= Information provided =
:::

PR #1842, opened 2025-11-07
feat: implement agentic identities authentication via cert bound tokens.

vverman:
This feature implements the ability for agentic identities to authenticate themselves via X509 cert bound tokens. We are limiting the scope here to only cloud run based agentic workloads.

### DIFF
--- a/oauth2_http/java/com/google/auth/oauth2/AgentIdentityUtils.java
+++ b/oauth2_http/java/com/google/auth/oauth2/AgentIdentityUtils.java
@@ -40,6 +40,7 @@ import com.google.common.io.BaseEncoding;
 import java.io.FileInputStream;
 import java.io.IOException;
 import java.io.InputStream;
+import java.net.URLEncoder;
 import java.nio.charset.StandardCharsets;
 import java.nio.file.Files;
 import java.nio.file.Paths;
@@ -337,14 +338,23 @@ final class AgentIdentityUtils {
     return false;
   }
 
-  /** Calculates the SHA-256 fingerprint of the certificate, Base64Url encoded without padding. */
+  /**
+   * Calculates the URL-encoded, unpadded, base64-encoded SHA256 fingerprint of a
+   * DER-encoded certificate.
+   */
   static String calculateCertificateFingerprint(X509Certificate cert) throws IOException {
     try {
       MessageDigest md = MessageDigest.getInstance("SHA-256");
       byte[] der = cert.getEncoded();
       md.update(der);
       byte[] digest = md.digest();
-      return BaseEncoding.base64Url().omitPadding().encode(digest);
+      // The certificate fingerprint is generated in two steps to align with GFE's
+      // expectations and ensure proper URL transmission:
+      // 1. Standard base64 encoding is applied, and padding ('=') is removed.
+      // 2. The resulting string is then URL-encoded to handle special characters
+      //    ('+', '/') that would otherwise be misinterpreted in URL parameters.
+      String base64Fingerprint = BaseEncoding.base64().omitPadding().encode(digest);
+      return URLEncoder.encode(base64Fingerprint, "UTF-8");
     } catch (GeneralSecurityException e) {
       throw new IOException("Failed to calculate fingerprint for Agent Identity certificate.", e);
     }
--- a/oauth2_http/javatests/com/google/auth/oauth2/AgentIdentityUtilsTest.java
+++ b/oauth2_http/javatests/com/google/auth/oauth2/AgentIdentityUtilsTest.java
@@ -117,9 +117,9 @@ public class AgentIdentityUtilsTest {
 
     // SHA-256 of {0x01, 0x02, 0x03, 0x04, 0xFF} is:
     // fc402e5e4d71483c6d537984a30c2b4c8b065539a4bd1b026c6112926ba52793
-    // Base64Url (no padding) of that hash is:
-    // _EAuXk1xSDxtU3mEowwrTIsGVTmkvRsCbGESkmulJ5M
-    String expectedFingerprint = "_EAuXk1xSDxtU3mEowwrTIsGVTmkvRsCbGESkmulJ5M";
+    // URL-encoded unpadded standard Base64 of that hash is:
+    // %2FEAuXk1xSDxtU3mEowwrTIsGVTmkvRsCbGESkmulJ5M
+    String expectedFingerprint = "%2FEAuXk1xSDxtU3mEowwrTIsGVTmkvRsCbGESkmulJ5M";
 
     String actualFingerprint = AgentIdentityUtils.calculateCertificateFingerprint(mockCert);
     assertEquals(expectedFingerprint, actualFingerprint);


oauth2_http/java/com/google/auth/oauth2/AgentIdentityUtils.java
```diff
@@ -0,0 +1,287 @@
...
+        if (Files.exists(Paths.get(certConfigPath))) {
+          String certPath = extractCertPathFromConfig(certConfigPath);
+          if (!Strings.isNullOrEmpty(certPath) && Files.exists(Paths.get(certPath))) {
+            return certPath;
+          }
+        }
+      } catch (Exception e) {
+        // Ignore exceptions during polling and retry
+        LOGGER.log(Level.FINE, "Error while polling for certificate files");
+      }
```
nbayati: Catching any exception and logging it at every loop iteration can make the logs noisy, instead you can use the `warned` flag to surface the user friendly warning here once. 

We can also limit the catch to only the type of exceptions we are interested in, which would be the IOException thrown from extractCertPathFromConfig().

oauth2_http/java/com/google/auth/oauth2/AgentIdentityUtils.java
```diff
@@ -0,0 +1,287 @@
...
+    String optOut = envReader.getEnv(GOOGLE_API_PREVENT_AGENT_TOKEN_SHARING_FOR_GCP_SERVICES);
+    return optOut != null && "false".equalsIgnoreCase(optOut);
+  }
+
+  /** Polls for the certificate config file and the certificate file it references. */
+  private static String getCertificatePathWithRetry(String certConfigPath) throws IOException {
+    long startTime = timeService.currentTimeMillis();
+    boolean warned = false;
+
+    while (true) {
```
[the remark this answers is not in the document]
vverman: Thanks for the suggestion, it makes sense. I made the changes, do give it a look!

oauth2_http/java/com/google/auth/oauth2/AgentIdentityUtils.java
vverman: Made the changes! Thanks for the catch!

oauth2_http/java/com/google/auth/oauth2/AgentIdentityUtils.java
```diff
@@ -0,0 +1,335 @@
...
+   * @param certConfigPath The path to the certificate configuration JSON file.
+   * @return The path to the certificate file extracted from the config.
+   * @throws IOException If the files cannot be found after the timeout, or if the thread is
+   *     interrupted while waiting.
+   */
+  private static String getCertificatePathWithRetry(String certConfigPath) throws IOException {
+    boolean warned = false;
+
+    // Deterministic polling loop based on pre-calculated intervals.
+    for (long sleepInterval : POLLING_INTERVALS) {
```
lqiu96: I'm concerned about this given that this is to be opt-out and not opt-in. By default, customers may now experience up to 30s of busy waiting just because the filesystem on certain environments can't be loaded fast enough. This applies for customers who don't touch Agent Identities.

IIUC the code from above, the only way to to know if Agent Identities shouldn't be used:
1. Load the cert file (up to 30s of busy waiting)
2. Then load and parse the cert file to check the SAN

OR 
Require users to explicitly add the new env var to their workloads + envs

Can you let me know if my understanding is correct? If this is the case that the cert has to be loaded, then I feel that opt-in would be better.

oauth2_http/java/com/google/auth/oauth2/AgentIdentityUtils.java
```diff
@@ -0,0 +1,335 @@
...
+      try {
+        if (Files.exists(Paths.get(certConfigPath))) {
+          String certPath = extractCertPathFromConfig(certConfigPath);
```
lqiu96: IIUC, null is used to represent that the `cert_path` doesn't exist inside the `certConfigPath`. I think this would be a case where we wouldn't want to retry anymore since the `certConfigPath` is found.

oauth2_http/java/com/google/auth/oauth2/AgentIdentityUtils.java
```diff
@@ -0,0 +1,335 @@
...
+
+  static final String GOOGLE_API_CERTIFICATE_CONFIG = "GOOGLE_API_CERTIFICATE_CONFIG";
+  static final String GOOGLE_API_PREVENT_AGENT_TOKEN_SHARING_FOR_GCP_SERVICES =
+      "GOOGLE_API_PREVENT_AGENT_TOKEN_SHARING_FOR_GCP_SERVICES";
+
+  private static final List<Pattern> AGENT_IDENTITY_SPIFFE_PATTERNS =
+      ImmutableList.of(
+          Pattern.compile("^agents\\.global\\.org-\\d+\\.system\\.id\\.goog$"),
+          Pattern.compile("^agents\\.global\\.proj-\\d+\\.system\\.id\\.goog$"));
+  private static final int SAN_URI_TYPE = 6;
```
lqiu96: nit: Same here, perhaps we can spell out SAN? I don't think this is as well known of an acronym

oauth2_http/java/com/google/auth/oauth2/AgentIdentityUtils.java
```diff
@@ -0,0 +1,335 @@
...
+import java.util.*;
+import java.util.logging.Level;
+import java.util.logging.Logger;
+import java.util.regex.Pattern;
+
+/** Internal utility class for handling Agent Identity certificate-bound access tokens. */
+final class AgentIdentityUtils {
+  private static final Logger LOGGER = Logger.getLogger(AgentIdentityUtils.class.getName());
+
+  static final String GOOGLE_API_CERTIFICATE_CONFIG = "GOOGLE_API_CERTIFICATE_CONFIG";
```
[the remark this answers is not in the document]
vverman: The way I see it, it is present in a different module and I don't think it is worth it to add a cross module dependency for one constant import.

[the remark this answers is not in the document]
vverman: I believe that is in the auth/mtls module and we would have to add a dependency for one constant.

oauth2_http/java/com/google/auth/oauth2/AgentIdentityUtils.java
vverman: Interesting thought, in that case the cert-config file itself is malformed which I didn't account for. 

Your thoughts @nbayati, would this even be possible?

As a corollary, what if the cert file is malformed?

oauth2_http/java/com/google/auth/oauth2/AgentIdentityUtils.java
```diff
@@ -0,0 +1,335 @@
...
+  static final String GOOGLE_API_PREVENT_AGENT_TOKEN_SHARING_FOR_GCP_SERVICES =
+      "GOOGLE_API_PREVENT_AGENT_TOKEN_SHARING_FOR_GCP_SERVICES";
+
+  private static final List<Pattern> AGENT_IDENTITY_SPIFFE_PATTERNS =
```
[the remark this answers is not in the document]
vverman: Done!

oauth2_http/java/com/google/auth/oauth2/AgentIdentityUtils.java
vverman: Done!

nbayati (changes requested):
For our future reference: this PR can't merge to main as an standalone without the accompanying changes needed to ensure client libraries have mtls enabled by default, cert rotation is handled, etc (everything that was handled for python in [go/sdk-agent-identity](http://goto.google.com/sdk-agent-identity) 

Also, in python we had to hardcode a well known path due to a bug in CR. We don't have to add it to java yet, but calling this out if by the time we're ready to release this in java, we decide to keep the hardcoded path as a fallback. 
Reference: https://github.com/googleapis/google-auth-library-python/pull/1821/

oauth2_http/java/com/google/auth/oauth2/AgentIdentityUtils.java
```diff
@@ -0,0 +1,378 @@
...
+  }
+
+  /** Calculates the SHA-256 fingerprint of the certificate, Base64Url encoded without padding. */
+  static String calculateCertificateFingerprint(X509Certificate cert) throws IOException {
+    try {
+      MessageDigest md = MessageDigest.getInstance("SHA-256");
+      byte[] der = cert.getEncoded();
+      md.update(der);
+      byte[] digest = md.digest();
+      return BaseEncoding.base64Url().omitPadding().encode(digest);
```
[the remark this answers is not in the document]
vverman: Just made the change, thanks again for catching this!

PR #1886, opened 2026-02-06
doc: add doc for manual re-generation of cab-token-generator protobuf classes

zhumin8:
These classes are generated and in case they need to be re-generated, maintainers can follow these steps to manually generate code.  Text are copied from https://github.com/googleapis/google-auth-library-java/pull/1875 description.


JoeWang1127:
I didn't mention that the package path needs updates, do you think we should add this step?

:::

= What to produce =
Look through the material and report how many of its lines hold the string "busy", giving the number only.

= Worked solution =
2